Task brief — Say the data back exactly as it is written below.

Extracted material —
PR #1829, opened 2024-11-09
Add abort reason as the AbortError cause

ikonst:
To better capture the cause of the abort, we can attach the abort signal's [reason](https://developer.mozilla.org/en-US/docs/Web/API/AbortSignal/reason) as the cause of the `AbortError` that we throw.

___

- [ ] I updated readme
- [ ] I added unit test(s)


ikonst:
I can add tests if we think it's a good idea to make this change.

PR #1835, opened 2025-02-02
Update README.md

its2badwespend:
fetch('https://github.com/')
    .then(res => {
        console.log(res.ok);
        console.log(res.status);
        console.log(res.statusText);
        console.log(res.headers.raw());
        console.log(res.headers.get('content-type'));
    });

## Additional information

___

- [ ] I updated readme
- [ ] I added unit test(s)

___

- fix #000


its2badwespend:

PR #8, opened 2022-04-10
Solution

vldtsw:


taxi/urls.py
```diff
@@ -1,9 +1,26 @@
...
+         name="car-list"),
+    path("cars/<int:pk>",
+         CarDetailView.as_view(),
+         name="car_detail"),
+    path("drivers/",
+         DriverListView.as_view(),
+         name="driver-list"),
+    path("drivers/<int:pk>",
+         DriverDetailView.as_view(),
+         name="driver_detail")
```
liuda-chuzdiuk, line 23: Could you please use one seperator in path name ("_")

liuda-chuzdiuk (changes requested):

taxi/urls.py
vldtsw: Don't really understand. Can you explain a bit more detailed?

liuda-chuzdiuk (approved):

IvanRamyk (approved):
Good job!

Answer area —
PR #1829, opened 2024-11-09
Add abort reason as the AbortError cause

ikonst:
To better capture the cause of the abort, we can attach the abort signal's [reason](https://developer.mozilla.org/en-US/docs/Web/API/AbortSignal/reason) as the cause of the `AbortError` that we throw.

___

- [ ] I updated readme
- [ ] I added unit test(s)


ikonst:
I can add tests if we think it's a good idea to make this change.

PR #1835, opened 2025-02-02
Update README.md

its2badwespend:
fetch('https://github.com/')
    .then(res => {
        console.log(res.ok);
        console.log(res.status);
        console.log(res.statusText);
        console.log(res.headers.raw());
        console.log(res.headers.get('content-type'));
    });

## Additional information

___

- [ ] I updated readme
- [ ] I added unit test(s)

___

- fix #000


its2badwespend:

PR #8, opened 2022-04-10
Solution

vldtsw:


taxi/urls.py
```diff
@@ -1,9 +1,26 @@
...
+         name="car-list"),
+    path("cars/<int:pk>",
+         CarDetailView.as_view(),
+         name="car_detail"),
+    path("drivers/",
+         DriverListView.as_view(),
+         name="driver-list"),
+    path("drivers/<int:pk>",
+         DriverDetailView.as_view(),
+         name="driver_detail")
```
liuda-chuzdiuk, line 23: Could you please use one seperator in path name ("_")

liuda-chuzdiuk (changes requested):

taxi/urls.py
vldtsw: Don't really understand. Can you explain a bit more detailed?

liuda-chuzdiuk (approved):

IvanRamyk (approved):
Good job!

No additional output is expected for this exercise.